While euro zone leaders cut the interest rate on their bilateral loans to Greece by 100 basis points and more than doubled their maturity to 7.5 years, Ireland did not get a cut in borrowing costs because it did not want to discuss harmonizing the corporate tax base.

WAYS AND MEANS

The leaders agreed in their midnight talks on Friday that the effective lending capacity of the euro zone rescue fund, the European Financial Stability Facility (EFSF), should be raised from the current 250 billion euros to the nominal value of 440 billion euros.

The effective capacity of the EFSF is currently lower than the nominal value because not all euro zone countries issuing guarantees have the triple A rating that the fund wants.

The ministers are now discussing how to achieve the higher lending capacity -- either via raised guarantees for EFSF borrowing by all euro zone members, or by a mix of higher guarantees and capital injections into the fund.

The guarantees, on a pro rata basis, now stand at 120 percent of a country's share in the capital of the European Central Bank.

The ministers will also have to decide how to implement other changes to the fund agreed by the leaders -- allowing the EFSF to buy bonds of distressed sovereigns at primary bond auctions and lowering the interest rate charged for the loans.

Perhaps the most important development is the willingness to lower the interest rates on the EFSF loans, Nick Kounis, economist at ABN Amro, wrote in a research note.

The interest rate, together with the primary budget balance and economic growth, is crucial to the government debt outlook and hence the solvency of particular governments, he said.

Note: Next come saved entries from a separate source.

PR #882, opened 2021-06-25
Flatten deep validation

xandkar:
2 initial versions to choose from in the review.


xandkar:
Closing, because bitrot and this was just an experiment anyhow. Similar improvements will be bundled in the 4th, final step of transaction-validation-breakup series of PRs.

PR #887, opened 2021-06-29
Make rewards v2 great again

jadeallenx:
Problem to solve: Rewards v2 was great for a while, but now we need to make it more memory efficient since network growth and state channel utilization continues to increase. This increase in memory use while computing rewards can lead to OOM and other problems on lightly provisioned gateway equipment.

Solution: The main approach is to discard every possible intermediate data structure (for example, we immediately attempt to resolve a gateway/validator to its owner) before we can generate the actual transaction list. Future work may include periodic rewards transactions (say we generate rewards every N blocks instead of only after an epoch ends, for example) and/or rewards which are segmented into smaller chunks instead of one giant transaction every epoch.

### DIFF
--- a/src/transactions/v2/blockchain_txn_rewards_v2.erl
+++ b/src/transactions/v2/blockchain_txn_rewards_v2.erl
@@ -441,14 +441,19 @@ finalize_reward_calculations(#{shares_acc := Shares} = RewardsMD, Ledger, Vars) 
                               dc_reward => DCReward},
                         [poc_challengers, poc_challengees, poc_witnesses]),
 
+    normalize_all_reward_shares(RewardsMD1, Vars0).
 
+-spec normalize_all_reward_shares(
+        RewardsMD :: rewards_metadata(),
+        Vars :: reward_vars() ) -> NewRewardsMD :: rewards_metadata().
+normalize_all_reward_shares(#{ shares_acc := Shares} = RewardsMD, Vars) ->
     %% we need to map over gateway owners and then fold over the list
     %% of rewards shares and turn those shares into HNT payouts
     maps:map(fun(shares_acc, V) -> V;
                 (_K, #rewards_meta{ shares = S } = RMD) ->
                       HNT = lists:foldl(fun(#rewards_shares{type = T,
                                                             shares = A}, Acc) ->
-                                                Acc + normalize_shares(T, A, Shares, Vars0)
+                                                Acc + normalize_shares(T, A, Shares, Vars)
                                         end,
                                         0, S),
                       update_hnt(RMD, HNT)
@@ -791,9 +796,9 @@ new_rewards_meta(Type, Shares) ->
 update_rewards_shares(Type, Shares, SharesList) ->
     case lists:keyfind(Type, #rewards_shares.type, SharesList) of
         false -> [ new_rewards_share(Type, Shares) ];
-        #rewards_shares{ shares = Current } = Rec ->
+        #rewards_shares{} = Rec ->
             lists:keyreplace(Type, #rewards_shares.type, SharesList,
-                             Rec#rewards_shares{ shares = Current + Shares })
+                             Rec#rewards_shares{ shares = Shares })
     end.
 
 new_rewards_share(Type, Shares) -> #rewards_shares{ type = Type, shares = Shares }.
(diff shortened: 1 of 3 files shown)


src/transactions/v2/blockchain_txn_rewards_v2.erl
```diff
@@ -724,61 +694,104 @@ securities_rewards(Ledger, #{epoch_reward := EpochReward,
...
+    #rewards_meta{ shares = [ new_rewards_share(Type, Shares) ] }.
+
+-spec update_rewards_shares( Type :: reward_types(),
+                             Shares :: number(),
+                             SharesList :: [ rewards_shares() ] ) -> [ rewards_shares() ].
+update_rewards_shares(Type, Shares, SharesList) ->
+    case lists:keyfind(Type, #rewards_shares.type, SharesList) of
+        false -> [ new_rewards_share(Type, Shares) ];
+        #rewards_shares{ shares = Current } = Rec ->
+            lists:keyreplace(Type, #rewards_shares.type, SharesList,
```
vihu, line 774: second arg should be an integer not a `rewards_shares.type` which can be undefined | some_reward_type

src/transactions/v2/blockchain_txn_rewards_v2.erl
```diff
@@ -1231,15 +1250,99 @@ dc_reward(Txn, End, AccIn, Ledger, #{ sc_grace_blocks := GraceBlocks,
...
+                          MDRecord :: rewards_meta() ) -> NewMDRecord :: rewards_meta().
+update_shares_list(Type, Amount, #rewards_meta{shares = SharesList} = MDRecord) ->
+    NewSharesList = case lists:keyfind(Type, #rewards_shares.type, SharesList) of
+                        false ->
+                            %% no record of this type exists, add it to our list
+                            [ #rewards_shares{type = Type, shares = Amount} | SharesList ];
+                        #rewards_shares{shares = S} = Rec ->
+                            %% update existing record with new amount and put it back
+                            %% into our list
+                            lists:keyreplace(Type, #rewards_shares.type,
```
vihu, line 1319: same, second arg needs to be an integer

src/transactions/v2/blockchain_txn_rewards_v2.erl
```diff
@@ -724,61 +694,104 @@ securities_rewards(Ledger, #{epoch_reward := EpochReward,
...
+get_shares(Type, Gateway, RewardsMD, Ledger, Default) ->
+    case blockchain_ledger_v1:find_gateway_owner(Gateway, Ledger) of
+        {ok, GwOwner} ->
+            case maps:get(GwOwner, RewardsMD, Default) of
+                %% this gateway owner is NOT in the rewards metadata (yet)
+                Default -> Default;
+                #rewards_meta{ shares = S } ->
+                    %% ok, this owner IS in the metadata, so let's find
+                    %% the share data for this rewards type
+                    case lists:keyfind(Type, #rewards_shares.type, S) of
```
vihu, line 720: same issue, second arg here also should be an integer

src/transactions/v2/blockchain_txn_rewards_v2.erl
```diff
@@ -1231,15 +1250,99 @@ dc_reward(Txn, End, AccIn, Ledger, #{ sc_grace_blocks := GraceBlocks,
...
+                                  update_shares_list(Type, Shares, MD)
+                          end,
+                     #rewards_meta{shares = [new_rewards_shares(Type, Shares)]},
+                     RewardsMeta).
+
+-spec update_shares_list( Type :: reward_types(),
+                          Amount :: number(),
+                          MDRecord :: rewards_meta() ) -> NewMDRecord :: rewards_meta().
+update_shares_list(Type, Amount, #rewards_meta{shares = SharesList} = MDRecord) ->
+    NewSharesList = case lists:keyfind(Type, #rewards_shares.type, SharesList) of
```
vihu, line 1312: another one...

src/transactions/v2/blockchain_txn_rewards_v2.erl
```diff
@@ -701,14 +671,19 @@ consensus_members_rewards(Ledger, #{consensus_epoch_reward := EpochReward,
       fun(Member, Acc) ->
               PercentofReward = 100/Count/100,
               Amount = erlang:round(PercentofReward*ConsensusReward),
-              maps:put({GwOrVal, consensus, Member}, Amount+OveragePerMember, Acc)
+              case get_owner_address(GwOrVal, Member, Ledger) of
+                  {ok, Owner} ->
+                      update_hnt(Owner, Amount + OveragePerMember, Acc);
```
vihu, line 676: `update_hnt/3` fun signature expects the first arg to be `rewards_metadata()` => :boom:

src/transactions/v2/blockchain_txn_rewards_v2.erl
```diff
@@ -724,61 +699,104 @@ securities_rewards(Ledger, #{epoch_reward := EpochReward,
             Balance = blockchain_ledger_security_entry_v1:balance(Entry),
             PercentofReward = (Balance*100/TotalSecurities)/100,
             Amount = erlang:round(PercentofReward*SecuritiesReward),
-            maps:put({owner, securities, Key}, Amount, Acc)
+            update_hnt(Key, Amount, Acc)
```
vihu, line 702: another one, `update_hnt/3` first arg is `rewards_metadata()`

evanmcc:
superseded by later work.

Euro zone leaders agreed that the new EFSF interest rate should be lowered to better take into account debt sustainability of the recipient countries, while remaining above the funding costs of the facility, with an adequate mark-up for risk, and in line with the IMF pricing principles.

The ministers will be joined later on Monday by finance ministers from the 10 European Union countries that do not use the euro. Together they will discuss the technical aspects of setting up the successor to the EFSF, the European Stability Mechanism (ESM), which will become operational in mid-2013.

They will discuss the mix of paid-in capital, callable capital and guarantees that will back the ESM's 500 billion euro effective lending capacity, and on the timetable for paying it.

The ESM will provide help to euro zone countries that are solvent but have liquidity problems, after a unanimous decision by euro zone countries and on the basis of a debt sustainability assessment by the European Commission, the IMF and the ECB.

Like the EFSF, the ESM will be able to intervene in the primary bond market and the price of its loans will be in line with IMF pricing principles.

But if the IMF and the Commission decide a country's debt is unsustainable, the government will have to negotiate a debt restructuring deal with its creditors.

To facilitate that, euro zone bonds issued from mid-2013 will carry collective action clauses that prevent minority bond holders from blocking a restructuring deal for the majority.

EU finance ministers will end their day with a discussion on tougher EU budget rules and a mechanism to monitor and correct macro-economic imbalances in the single currency area.